Provided data Start Marker

PR #1166, opened 2026-09-15
fix(dashboard): show the API key fingerprint in the activation guide

jigjigjig:
## Description

The activation guide now shows the first eight and last four API-key characters, matching the key-creation dialog. The shared field provides the same inline reveal and copy controls. The key field and request examples share the same fingerprint until revealed. Short keys are fully concealed, and Copy still copies the complete key.

## How to test it locally

1. Build and start the dashboard with a provider configured.
2. Create and select a fresh workspace, then open Overview.
3. Confirm the activation sheet shows a partial key with inline eye and copy controls.
4. Reveal and hide it; confirm the example follows. Copy while hidden and confirm it yields the full key.

Validated with `make lint`, dashboard lint/typecheck/build, all 23 activation component tests and 27 CopyField tests, and 12 onboarding browser tests. The full dashboard suite reported 6,409 passing tests and one unrelated Playground comparison failure; all 25 Playground tests passed on an isolated rerun. Browser tests used a temporary standalone-only server config because hybrid port 8010 is occupied locally. The live activation sheet was visually checked in the local demo.

## PR Type

- [x] Bug Fix

## Relevant issues

Follow-up to #1161 for the activation flow introduced in #1101.

## Checklist

- [ ] I ran all backend Definition of Done checks locally (frontend-only change; validation above).
- [x] Documentation was updated where necessary (the existing API-key handoff guidance already describes this display).

## AI Usage

**Any additional AI details you'd like to share:** Implemented and self-reviewed against the repository frontend guidance.

## Summary

- The activation guide now shows the same API-key fingerprint as the key-creation dialog.
- Users can reveal, hide, and copy the complete API key.
- Short or invalid keys remain fully concealed.
- Request examples use the same concealed or revealed key as the key field.

## Technical notes

- Added shared fingerprint handling in `SetupSheet`.
- Added coverage for concealment, reveal and copy behavior.
- Updated browser tests to verify the minted key across the field and request examples.

## Validation

- Linting, type checking, builds, activation tests, copy-field tests, onboarding browser tests, and dashboard tests passed.
- One unrelated Playground comparison test failed in the full suite. All Playground tests passed when rerun separately.


web/src/features/onboarding/SetupSheet.tsx
```diff
@@ -163,7 +163,7 @@ export function SetupSheet({
           <CopyField
             label="Your API key"
             value={apiKey}
-            concealed={CONCEALED_SECRET}
+            concealed={`${apiKey.slice(0, 8)}••••••••${apiKey.slice(-4)}`}
```
khaledosman: Two problems here, one fix.

**This reimplements `concealedFingerprint`** (`web/src/design-system/actions/CopyField.tsx:78`) minus its guard. The helper is this exact expression plus a `value.length >= 16` fallback to `CONCEALED_SECRET`, and the `concealed` prop's own docblock names it as what a whole-value field passes here; `KeysPage.tsx:134` already calls it. Dropping the guard matters because line 148 only checks `undefined`: an empty or short `apiKey` gets overlapping slices and puts most of the value on screen, where the helper would conceal it outright.

**And the snippet at line 94 was not moved with it.** It still embeds the 16-bullet `CONCEALED_SECRET` while this field shows `gw-XXXXX••••••••XXXX`, so the same credential wears two different stand-ins on one screen. That is the arrangement `CopyFieldProps.concealed` rules out ("A snippet passes the same snippet built around whichever of those the field beside it shows... one credential does not wear two stand-ins on one screen"), and the one `KeySecretStep` avoids by deriving the field and both snippets from a single `concealedSecret` (`KeysPage.tsx:133-152`). The PR body says this matches the key-creation dialog; right now it matches half of it.

Hoist one value and feed both:

```tsx
const concealedKey =
  apiKey === undefined ? CONCEALED_SECRET : concealedFingerprint(apiKey)
```

then `apiKey: isRevealed && apiKey !== undefined ? apiKey : concealedKey` at line 94, and `concealed={concealedKey}` here.

web/e2e/dashboard.spec.ts
```diff
@@ -81,6 +81,10 @@ test.describe("dashboard core flows", () => {
     await sheet.getByRole("button", { name: "Show Your API key" }).click()
     await expect(key).toHaveValue(/^gw-/)
     await expect(curl).toContainText(/Otari-Key: gw-/)
+    await expect(key).not.toHaveValue(/•/)
+    await sheet.getByRole("button", { name: "Hide Your API key" }).click()
+    await expect(key).toHaveValue(/^gw-.{5}•{8}.{4}$/)
+    await expect(curl).not.toContainText(/gw-/)
```
khaledosman: This assertion (and the pre-existing one at line 79) only holds while the snippet keeps the full-bullet stand-in. Once it carries the same fingerprint the field shows, `not.toContainText(/gw-/)` fails, and line 83's `toContainText(/Otari-Key: gw-/)` stops discriminating revealed from concealed as well. As written the test pins the mismatch in place.

Assert against the full key instead, the way `KeysPage.test.tsx:283` does with `not.toContain(NEW_SECRET)`. The comment at line 78, "Concealed in the example too, because it is the same secret", is already only half true as of this diff.

khaledosman (changes requested):
The field half of this is right, but the snippet beside it was left on the old stand-in, so one credential now wears two of them on one screen. Two inline comments; the first is the blocking one.

web/src/features/onboarding/SetupSheet.tsx
jigjigjig: Addressed in 57a66004: the field and examples now share concealedFingerprint, including its short-key fallback. Added coverage for matching fingerprints and empty/short keys.

web/e2e/dashboard.spec.ts
jigjigjig: Addressed in 57a66004: the browser test captures the minted key and verifies its exact presence only after reveal, its absence while concealed, and the same fingerprint in the field and example.

jigjigjig (commented):
Two test findings, neither blocking: one `it.each` case pins behavior `SetupSheet.tsx:153` documents as wrong, and the browser test asserts the fingerprint's *shape* where it has the value to assert. The component change itself is clean and sweeps to the last call site (`SettingsPage.tsx:341` keeps the plain stand-in correctly, per the settled spec: no stored prefix or suffix for the master key).

Title nit for the changelog line: the repo's settled word for this is `fingerprint`, and "show partial API keys" reads as a leak rather than a fix. `fix(dashboard): show the API key fingerprint in the activation guide` is the sentence I would release.

web/src/features/onboarding/SetupGuide.test.tsx
```diff
@@ -300,13 +302,54 @@ describe("SetupGuide", () => {
...
+
+    await user.click(screen.getByRole("button", { name: "Hide Your API key" }))
+    expect(screen.getByLabelText("Your API key")).toHaveValue(
+      "gw-setup••••••••-key",
+    )
+    expect(snippet("curl")).not.toHaveTextContent(KEY)
+    expect(snippet("curl")).toHaveTextContent("gw-setup••••••••-key")
+  })
+
+  it.each(["", "short-key", "123456789012345"])(
```
jigjigjig: Drop `""` from this list. It is the one case that is not a short key but an absent one, and asserting it renders a concealed `CopyField` pins exactly the state `SetupSheet.tsx:153` says must not exist: *"Not a `CopyField` holding an empty string: every credential field here conceals, so an empty one would show the same run of bullets a real key does and invite a copy that yields nothing."* With `apiKey=""` the `apiKey === undefined` guard passes, the field shows sixteen bullets, and Copy puts an empty string on the clipboard while announcing "Copied to clipboard."

It is also unreachable: `generate_api_key` (`src/gateway/auth/models.py:12`) returns `gw-` + `token_urlsafe(48)` and validates the format before returning, so the mint never yields a short key, let alone an empty one. `"123456789012345"` is the case worth keeping, because it is the boundary `concealedFingerprint`'s `>= 16` guard turns on; `"short-key"` is the same branch a second time.

```suggestion
  it.each(["short-key", "123456789012345"])(
```

web/e2e/dashboard.spec.ts
```diff
@@ -66,7 +73,9 @@ test.describe("dashboard core flows", () => {
     // picks up the field's own "Show API key" toggle.
     const key = sheet.getByRole("textbox", { name: "Your API key" })
     await expect(key).toBeVisible()
-    await expect(key).not.toHaveValue(/^gw-/)
+    await expect(key).toHaveValue(/^gw-.{5}•{8}.{4}$/)
```
jigjigjig: This restates `concealedFingerprint`'s shape as a regex when the test is already holding the value to derive it from. `/^gw-.{5}•{8}.{4}$/` passes on any key with that shape, including one that is not `fullKey` at all, and it makes the reader count `gw-` plus five to get back to "the first eight characters."

Derive it instead, which also retires lines 77-78 (a string built from `fullKey.slice` cannot be `fullKey`) and gives line 95 the same value to re-assert after Hide:

```suggestion
    const concealedKey = `${fullKey.slice(0, 8)}${"•".repeat(8)}${fullKey.slice(-4)}`
    await expect(key).toHaveValue(concealedKey)
```

web/src/features/onboarding/SetupGuide.test.tsx
jigjigjig: Addressed in 9d08ca5e: dropped the empty-key case, leaving the two that exercise the guard, with a note on why the boundary is the one that matters.

web/e2e/dashboard.spec.ts
jigjigjig: Addressed in 9d08ca5e: the expected fingerprint is derived from the minted key, which retired the shape regex and the two lines under it. Swept the pattern rather than the file: `parity.management.spec.ts:177` carried the same regex, and since the secret is only known there after the reveal, it now pins the stand-in against it once it is.

web/src/features/onboarding/SetupGuide.test.tsx
```diff
@@ -300,13 +302,57 @@ describe("SetupGuide", () => {
...
+      "gw-setup••••••••-key",
+    )
+    expect(snippet("curl")).not.toHaveTextContent(KEY)
+    expect(snippet("curl")).toHaveTextContent("gw-setup••••••••-key")
+  })
+
+  // 15 characters is the boundary `concealedFingerprint`'s guard turns on; the
+  // mint never produces one this short, so the case is the guard's, not a state
+  // the sheet can reach.
+  it.each(["short-key", "123456789012345"])(
```
khaledosman: Two full guide renders down the identical branch. The comment above already names 15 as the boundary, so `"short-key"` adds nothing the boundary case does not, and `CopyField.test.tsx:683` already pins `concealedFingerprint("0123456789abcde")` directly.

Keep `"123456789012345"` as a plain `it` and drop the other. The one case still earns its place here: it proves `SetupSheet` reaches the guard through the helper rather than having re-inlined the slice arithmetic, which is what this PR exists to fix.

web/src/features/onboarding/SetupGuide.test.tsx
```diff
@@ -300,13 +302,57 @@ describe("SetupGuide", () => {
     const user = userEvent.setup()
     await renderGuide()
 
-    expect(await screen.findByLabelText("Your API key")).not.toHaveValue(KEY)
+    expect(await screen.findByLabelText("Your API key")).toHaveValue(
+      "gw-setup••••••••-key",
```
khaledosman: `"gw-setup••••••••-key"` is spelled six times in this file. Hoist it beside `const KEY` (line 25) as `const CONCEALED_KEY`, so changing the fixture key cannot leave five stale literals behind that still read as deliberate assertions.

web/e2e/parity.management.spec.ts
```diff
@@ -179,6 +179,12 @@ test.describe("api keys", () => {
     await reveal.getByRole("button", { name: "Show Secret key" }).click()
     const secret = await secretField.inputValue()
     expect(secret).not.toContain("•")
+    // The shape assertion above is all the concealed field can be held to
+    // before the secret is known; now that it is, the stand-in is pinned to the
+    // fingerprint of this key rather than of any key.
+    expect(masked).toBe(
```
khaledosman: The fingerprint arithmetic is now written out twice, here and at `dashboard.spec.ts:79`. Put it in `e2e/helpers.ts` as one function both specs call.

Spelling the formula rather than importing `concealedFingerprint` is the right call, since an import would make the assertion tautological against a bug in the helper itself, but the point of deriving it independently is lost once there are two derivations to keep in step.

khaledosman (approved):
The earlier findings are addressed: `SetupSheet` routes through `concealedFingerprint` rather than reimplementing it, and both specs now pin the stand-in to the key that was actually minted instead of to a shape any key would match. Three small test-hygiene points inline; none blocking.

web/src/features/onboarding/SetupGuide.test.tsx
jigjigjig: Addressed in f0c909d3: Kept a single plain test for the 15-character boundary and removed the redundant short-key case.

web/src/features/onboarding/SetupGuide.test.tsx
jigjigjig: Addressed in f0c909d3: Hoisted CONCEALED_KEY beside KEY and reused it throughout the setup-guide assertions.

web/e2e/parity.management.spec.ts
jigjigjig: Addressed in f0c909d3: Both specs now call expectedKeyFingerprint in e2e/helpers.ts, independent of the production helper.

PR #1169, opened 2026-09-15
fix(dashboard): remove activity chart tooltip lag

jigjigjig:
## Description

Hovering across the Activity graph now moves the popup directly to the inspected bucket. The shared trend chart previously used Recharts' default 400 ms position transition, making the popup trail the pointer. This also removes that lag from Usage charts using the same component.

Adds a regression test that hovers two buckets, checks their values and the absence of a movement transition, then verifies dismissal when leaving the chart. The test fails on the original behavior.

## How to test it locally

1. Run `pnpm --dir web run storybook`.
2. Open **Dashboard / Activity / ActivityTimeline / With Errors**.
3. Move the pointer between bars. The popup should follow immediately and disappear when leaving the chart.

Validated locally:

- 30 chart and ActivityTimeline tests pass.
- Dashboard Biome lint and TypeScript checks pass.
- Production dashboard build and `make lint` pass.
- Browser recording verifies hover behavior with the real ActivityTimeline component.
- Built gateway runs locally with 308 sample Activity events; the user reviewed the local environment.

## PR Type

- [ ] New Feature
- [x] Bug Fix
- [ ] Refactor
- [ ] Documentation
- [ ] Infrastructure / CI

## Relevant issues

Fixes mozilla-ai/otari-ai#2092

## Checklist

Frontend-only change: relevant frontend checks and `make lint` were run; the full backend test/typecheck suites were not run. No documentation or API contract changes are needed.

## AI Usage

- [ ] No AI was used.

**Any additional AI details you'd like to share:** Implemented and tested with Codex; the user reviewed the working local demo and requested this PR.

## Summary

- Disabled the default tooltip movement animation in `TrendChart`.
- Updated Activity and usage charts to move directly between data buckets.
- Added regression coverage for tooltip values, bucket movement, and dismissal when leaving the chart.

This removes tooltip lag and provides a more responsive chart experience.


web/src/design-system/metrics/charts.tsx
```diff
@@ -304,6 +304,7 @@ export function TrendChart({
             />
           ) : null}
           <Tooltip
+            isAnimationActive={false}
```
khaledosman, line 307: Unrelated to this line, but in the file you are touching: the `ChartTooltip` docblock at `charts.tsx:70` says it is "Exported for direct branch testing since recharts hover is impractical to drive in jsdom", and the test added here drives recharts hover in jsdom and reads `$400` / `$840.5` out of `ChartTooltip` through it. Trim the clause to `Exported for direct branch testing.`; the export is still earned by the stack and zero-row branches, just not by that reason.

khaledosman (approved):
Verified the fix against recharts 3.10.1: `isAnimationActive` on `Tooltip` feeds only `resolveTransitionProperty` in `TooltipBoundingBox`, whose sole output is the `transform 400ms ease` transition, so the change is exactly scoped (no fade, no mount behavior). Also confirmed the new test is not vacuous: reverting the prop locally turns it red with `transition: transform 400ms ease` against `transition: ;`. One stale comment.

web/src/design-system/metrics/charts.tsx
jigjigjig: Addressed in d2089db6: trimmed the docblock to “Exported for direct branch testing.” The existing hover test confirms the removed jsdom limitation is stale. make lint and Biome passed.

Provided data End Marker

▸ **Exercise description**
Look through the listing above and copy each line where the string "concealedKey" occurs.

▸ **Solution below**
const concealedKey =
then `apiKey: isRevealed && apiKey !== undefined ? apiKey : concealedKey` at line 94, and `concealed={concealedKey}` here.
    const concealedKey = `${fullKey.slice(0, 8)}${"•".repeat(8)}${fullKey.slice(-4)}`
    await expect(key).toHaveValue(concealedKey)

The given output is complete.